For my masters thesis I have researched Content-Based Recommendation and keyword extraction as a part of it in detail. One interesting point regarding to keyword extraction is the “quality” of keywords, meaning that if a keyword is descriptive for a document or not.
TF-IDF Definition
For TF-IDF keyword extraction it is necessary to have a large “item base” that contains many keywords. Lets consider you have a set of documents and want to measure the “similarity” to each other of those documents. The more documents your item base contains, the more reliable is the quality statement for a single keyword. You would take a (sub)set of the documents keywords and count the number of overlapping keywords, for example. But how to define if a keyword is descriptive or not? Well, using TF-IDF.

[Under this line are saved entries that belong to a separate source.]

PR #1547, opened 2020-08-27
galera: Fix automatic recovery when a cluster was not gracefully stopped

petrpavlu:
When selecting a bootstrap node, the Galera resource agent primarily depends on the `safe_to_bootstrap` flag in `grastate.dat`. If none of the nodes have this flag set to 1 then functions `detect_last_commit()` + `detect_first_master()` provide a recovery logic to select the bootstrap node based on each node's last commit, as obtained from `grastate.dat` or `mysqld_safe --wsrep-recover`.

Fix 65f35e9172407e64ded90f29ea8fc0dfca9643e3 introduced a problem for this recovery logic. If a whole cluster is not gracefully stopped, `grastate.dat` on every node contains `safe_to_bootstrap: 0` and `seqno: -1`. Function `detect_safe_to_bootstrap()` then considers each node with this seqno as not suitable for bootstraping and clears the `safe_to_bootstrap` attribute. Nonetheless, functions `detect_last_commit()` + `detect_first_master()` successfully find a bootstrap node, relying on the recovery logic. However, when the promote operation is invoked, function `galera_promote()` runs check `"$(get_safe_to_bootstrap)" = "0"` which fails and prevents the code from writing `safe_to_bootstrap: 1` into `grastate.dat` of the selected node to mark it as a bootstrap node. The end result is that Galera refuses to be started on this node and therefore the whole cluster remains down.

The patch fixes the problem by adjusting `detect_safe_to_bootstrap()` to continue rejecting the nil UUID but accepting again `seqno: -1`.

### DIFF
--- a/heartbeat/galera
+++ b/heartbeat/galera
@@ -604,11 +604,16 @@ detect_safe_to_bootstrap()
         seqno=$(sed -n 's/^seqno:\s*\(.*\)$/\1/p' < ${OCF_RESKEY_datadir}/grastate.dat)
     fi
 
-    if [ -z "$uuid" ] || [ -z "$seqno" ] || \
-       [ "$uuid" = "00000000-0000-0000-0000-000000000000" ] || \
-       [ "$seqno" = "-1" ]; then
+    if [ -z "$uuid" ] || \
+       [ "$uuid" = "00000000-0000-0000-0000-000000000000" ]; then
         clear_safe_to_bootstrap
         return
+    fi
+    if [ "$safe_to_bootstrap" = "1" ]; then
+        if [ -z "$seqno" ] || [ "$seqno" = "-1" ]; then
+            clear_safe_to_bootstrap
+            return
+        fi
     fi
 
     if [ "$safe_to_bootstrap" = "1" ] || [ "$safe_to_bootstrap" = "0" ]; then


petrpavlu:
@dciabrin and @vuntz, could you please have a look at this patch?

dciabrin:
> @dciabrin and @vuntz, could you please have a look at this patch?

@petrpavlu Instead of loosing up constraints introduced in 65f35e9, why not catching more cases in galera_promote? I didn't verify that, but it looks like when promote is called, it might happen that both safe_to_bootstrap: 0 in grastate.dat (due to past failure) and  attribute 'safe_to_bootstrap' is not set (due to 65f35e9 clearing up that attribute in case weird info is detected).

Since we want to forcibly tweak grastate.dat in that case, why not doing so when either  "$(get_safe_to_bootstrap)" = "0" or "$(get_safe_to_bootstrap)" = "" ?

This way we'll keep 65f35e9's logic untouched?

Note: the only time I could reliably end up with safe_to_bootstrap:1 _and_ last_seqno = -1 is when you just bootstrapped a new cluster, and you kill -9 the single node in the cluster. In this case, grastate.dat is not updated with latest seqno, but technically it's still safe to bootstrap the cluster from that node because it has the most recent dataset, so galera is technically correct. Actually in my testing, safe_to_bootstrap seems to be updated only as soon as a 2nd node joins the cluster.
But maybe there are other cases that I didn't stumble upon, so I'd say it's safer to keep 65f35e9 untouched.

petrpavlu:
Thank you @dciabrin for looking at this patch and your comments.

> @petrpavlu Instead of loosing up constraints introduced in [65f35e9](https://github.com/ClusterLabs/resource-agents/commit/65f35e9172407e64ded90f29ea8fc0dfca9643e3), why not catching more cases in galera_promote? I didn't verify that, but it looks like when promote is called, it might happen that both safe_to_bootstrap: 0 in grastate.dat (due to past failure) and attribute 'safe_to_bootstrap' is not set (due to [65f35e9](https://github.com/ClusterLabs/resource-agents/commit/65f35e9172407e64ded90f29ea8fc0dfca9643e3) clearing up that attribute in case weird info is detected).
> 
> Since we want to forcibly tweak grastate.dat in that case, why not doing so when either "$(get_safe_to_bootstrap)" = "0" or "$(get_safe_to_bootstrap)" = "" ?
> 
> This way we'll keep [65f35e9](https://github.com/ClusterLabs/resource-agents/commit/65f35e9172407e64ded90f29ea8fc0dfca9643e3)'s logic untouched?

My understanding is that the `${INSTANCE_ATTR_NAME}-safe-to-bootstrap` attribute (in CIB) can have the following state for each node:
* The attribute is not set. This can mean the following:
  * The `safe_to_bootstrap` flag was not present in `grastate.dat` because the cluster runs Galera < 3.19.
  * The `safe_to_bootstrap` flag was not present in `grastate.dat` because the file is broken.
  * The `safe_to_bootstrap` flag was present in `grastate.dat` but `detect_safe_to_bootstrap()` recognized it potentially as not valid.
* The attribute is set to "0". This means the `safe_to_bootstrap: 0` flag was present in `grastate.dat`, is valid and needs setting to "1" if the node is determined as a bootstrap one.
* The attribute is set to "1". This means the `safe_to_bootstrap: 1` flag was present in `grastate.dat`, is valid and the node should become a bootstrap one.

If `galera_promote()` is updated to add `"$(get_safe_to_bootstrap)" = ""` then the code could try to set `safe_to_bootstrap: 1` in `grastate.dat` also in the three additional cases outlined above, which is probably safer to avoid?

> Note: the only time I could reliably end up with safe_to_bootstrap:1 _and_ last_seqno = -1 is when you just bootstrapped a new cluster, and you kill -9 the single node in the cluster. In this case, grastate.dat is not updated with latest seqno, but technically it's still safe to bootstrap the cluster from that node because it has the most recent dataset, so galera is technically correct. Actually in my testing, safe_to_bootstrap seems to be updated only as soon as a 2nd node joins the cluster.
> But maybe there are other cases that I didn't stumble upon, so I'd say it's safer to keep [65f35e9](https://github.com/ClusterLabs/resource-agents/commit/65f35e9172407e64ded90f29ea8fc0dfca9643e3) untouched.

The patch could be updated as follows to preserve the current behavior for the `safe_to_boostrap: 1` and `seqno: -1` case:

```
    if [ -z "$uuid" ] || \
       [ "$uuid" = "00000000-0000-0000-0000-000000000000" ]; then
        clear_safe_to_bootstrap
        return
    fi
    if [ "$safe_to_bootstrap" = "1" ]; then
        if [ -z "$seqno" ] || [ "$seqno" = "-1" ]; then
            clear_safe_to_bootstrap
            return
        fi
    fi
```

The means that a node with `safe_to_boostrap: 1` and `seqno: -1` is not immediately selected to be a bootstrap node, but it is left to `detect_last_commit()` + `detect_first_master()` to determine the first master based on the last commit on each node.

vuntz:
> @dciabrin and @vuntz, could you please have a look at this patch?

It's been quite some time since I wrote https://github.com/ClusterLabs/resource-agents/commit/65f35e9172407e64ded90f29ea8fc0dfca9643e3, so I honestly can't remember if I was overly cautious by having both checks, or if there was a strong reason for this.

That being said, I like the logic you suggested in your last comment.

dciabrin:
@petrpavlu thanks for the detailed explanation.

> The means that a node with `safe_to_boostrap: 1` and `seqno: -1` is not immediately selected to be a bootstrap node, but it is left to `detect_last_commit()` + `detect_first_master()` to determine the first master based on the last commit on each node.

Ok that makes sense, you convinced me, I'd +1 that.

petrpavlu:
Thanks both, the patch has been updated per the discussion.

dciabrin:
LGTM

PR #1548, opened 2020-08-27
aws-vpc-move-ip: Don't warn for expected scenarios

nrwahl2:
Make log levels more appropriate to the situation. Before this patch, a
normal start looked like this:
```
Operation start for aws-vip (ocf:heartbeat:aws-vpc-move-ip) returned: 'ok' (0)
 >  stderr: Nov 09 02:38:20 INFO: EC2: Moving IP address 10.0.1.65 to this host by adjusting routing table rtb-01b4ea1ae0ec0a4d9
 >  stderr: Nov 09 02:38:20 INFO: monitor: check routing table (API call) - rtb-01b4ea1ae0ec0a4d9
 >  stderr: Nov 09 02:38:22 WARNING: IP 10.0.1.65 not assigned to running interface
 >  stderr: Nov 09 02:38:22 INFO: EC2: Adjusting routing table and locally configuring IP address
 >  stderr: RTNETLINK answers: Cannot assign requested address
 >  stderr: Nov 09 02:38:24 WARNING: command failed, rc 2
 >  stderr: Nov 09 02:38:24 INFO: monitor: check routing table (API call) - rtb-01b4ea1ae0ec0a4d9
```

Now it looks like this:
```
Operation start for aws-vip (ocf:heartbeat:aws-vpc-move-ip) returned: 'ok' (0)
 >  stderr: Nov 09 02:40:43 INFO: EC2: Moving IP address 10.0.1.65 to this host by adjusting routing table rtb-01b4ea1ae0ec0a4d9
 >  stderr: Nov 09 02:40:43 INFO: monitor: check routing table (API call) - rtb-01b4ea1ae0ec0a4d9
 >  stderr: Nov 09 02:40:44 INFO: IP 10.0.1.65 not assigned to running interface
 >  stderr: Nov 09 02:40:44 INFO: EC2: Adjusting routing table and locally configuring IP address
 >  stderr: Nov 09 02:40:46 INFO: monitor: check routing table (API call) - rtb-01b4ea1ae0ec0a4d9
```

Under normal circumstances, the call to `ec2ip_drop()` within
`ec2ip_get_and_configure` should not be required at all. The drop
function deletes the address before the get_and_configure function
immediately re-adds the address. This call could probably be removed
altogether. Instead, I left the call and silenced its output just in
case of unexpected edge cases.

Resolves: RHBZ#1895811

### DIFF
--- a/heartbeat/aws-vpc-move-ip
+++ b/heartbeat/aws-vpc-move-ip
@@ -270,7 +270,13 @@ ec2ip_monitor() {
 	ocf_log debug "executing command: $cmd"
 	RESULT=$($cmd | grep "$OCF_RESKEY_ip")
 	if [ -z "$RESULT" ]; then
-		ocf_log warn "IP $OCF_RESKEY_ip not assigned to running interface"
+		if [ "$__OCF_ACTION" = "monitor" ] && ! ocf_is_probe; then
+			level="error"
+		else
+			level="info"
+		fi
+
+		ocf_log "$level" "IP $OCF_RESKEY_ip not assigned to running interface"
 		return $OCF_NOT_RUNNING
 	fi
 
@@ -282,11 +288,22 @@ ec2ip_monitor() {
 ec2ip_drop() {
 	cmd="ip addr delete ${OCF_RESKEY_ip}/32 dev $OCF_RESKEY_interface"
 	ocf_log debug "executing command: $cmd"
-	$cmd
+	output=$($cmd 2>&1)
 	rc=$?
+
 	if [ "$rc" -gt 0 ]; then
-		ocf_log warn "command failed, rc $rc"
+		if [ "$__OCF_ACTION" = "start" ]; then
+			# expected to fail during start
+			level="debug"
+		else
+			level="warn"
+		fi
+
+		ocf_log "$level" "command failed, rc $rc"
+		ocf_log "$level" "output/error: $output"
 		return $OCF_ERR_GENERIC
+	else
+		ocf_log debug "output/error: $output"
 	fi
 
 	# delete remaining route-entries if any


gguifelixamz:
Hello,

Could we get rid of the "RTNETLINK" on the delete scenario? I don't it important while debugging or troubleshooting this agent. It is a bit obvious that it will fail while trying to delete something that isn't configure.

Thanks!

nrwahl2:
> Could we get rid of the "RTNETLINK" on the delete scenario? I don't it important while debugging or troubleshooting this agent. It is a bit obvious that it will fail while trying to delete something that isn't configure.

I lean toward keeping (as debug output only) the command's stdout and stderr, in case of any weird behavior that we can't predict (or haven't predicted). And perhaps the `ip addr del` output could contain some message besides that one.

I don't have strong feelings on this question. If we're trying to diagnose something as a bug, we can still add extra debug statements to the RA as needed. Will let @oalbrigt break the tie :)

heartbeat/aws-vpc-move-ip
```diff
@@ -261,10 +265,19 @@ ec2ip_monitor() {
 ec2ip_drop() {
 	cmd="ip addr delete ${OCF_RESKEY_ip}/32 dev $OCF_RESKEY_interface"
 	ocf_log debug "executing command: $cmd"
-	$cmd
+	if [ "$__OCF_ACTION" = "start" ]; then
+		ocf_log debug "$($cmd 2>&1)"
+	else
+		$cmd
+	fi
 	rc=$?
```
nrwahl2, line 273: Need to fix this. Looks like in a start action, `rc` would be set to the return code of `ocf_log`, not the return code from `$cmd 2>&1`.

nrwahl2: Do we even **need** to call `ec2ip_drop()` from within the start function? I guess it helps ensure we get the IP addresses and routing table into a fresh state. I don't think that's necessary under normal circumstances, and it might not be necessary under any circumstances.

Considering going a step further than @gguifelixamz 's suggestion, and getting rid of all output from this function during a start.

nrwahl2: I ended up keeping the `ec2ip_drop()` call and the output (at debug level) just in case of unanticipated edge cases.

`ec2ip_get_and_configure()` **should** never be called if the IP address is configured. The one possible exception I can think of: if the IP address is configured but the link is down. Then we do end up in `get_and_configure() -> drop()`. (Ultimately that start operation will fail though, because the second monitor call within the start function will fail since the link is down.)

heartbeat/aws-vpc-move-ip
```diff
@@ -261,10 +265,17 @@ ec2ip_monitor() {
...
+
 	if [ "$rc" -gt 0 ]; then
-		ocf_log warn "command failed, rc $rc"
+		if [ "$__OCF_ACTION" = "start" ]; then
+			level=debug
+		else
+			level=warn
+		fi
+		ocf_log "$level" "command failed, rc $rc"
+		ocf_log "$level" "output/error: $output"
```
nrwahl2, line 278: There should be no stdout from `ip addr del`; only `stderr` if there's a problem. So I figure, no need to print this unless `rc > 0`.

oalbrigt: Unless you do it at debug-level.

nrwahl2: Sure, and if you'd prefer that, I'll update it.

I don't have a strong opinion. I settled on this because it put all the logging stuff in one place, and because an rc=0 never seems to generate any stdout or stderr (so it generates a logging line that only says "output/error:" every time).

oalbrigt: I'm fine either way.

nrwahl2:
I forgot about this for a while, and came back to it now by customer request. I kept the call to `ec2ip_drop()` and reduced its log level to debug for the start operation.

oalbrigt:
LGTM. Thanks.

TF-IDF is defined as follows:
TF-IDF = TF * IDF
TF = ni ⁄ n
IDF = log10 ( I ⁄ m )
where ni is the number of keyword i within a document, n the total number of keywords of a document, I the total number of documents in your item base and m the number of documents that contain i at least once.
TF-IDF Example
Lets demonstrate this with an example. Lets define the following keyword vectors:
D = {This, is, an, example}, P = {The, weather, is, rainy, today}, Q = {Hello, World}
- keyword “this” exists once in D: ni = 1
- number of keywords in D: 4
- We have an total size of documents of three: I = {D, P, Q}
- number of documents that contain “this” at least once: m = 2
Then, the following calculation results:
TF-IDF (“this”) = 1 / 4 / log10 ( 3 ⁄ 2 ) = 0,25 / 0,176 = 1,41
The higher the resulting value, the more qualitative the keyword. Applying this calculation to all keywords of all documents would result in a large list of keywords associated to items. You can then define a threshold that have to be exceeded in order to get considered as a “keyword”.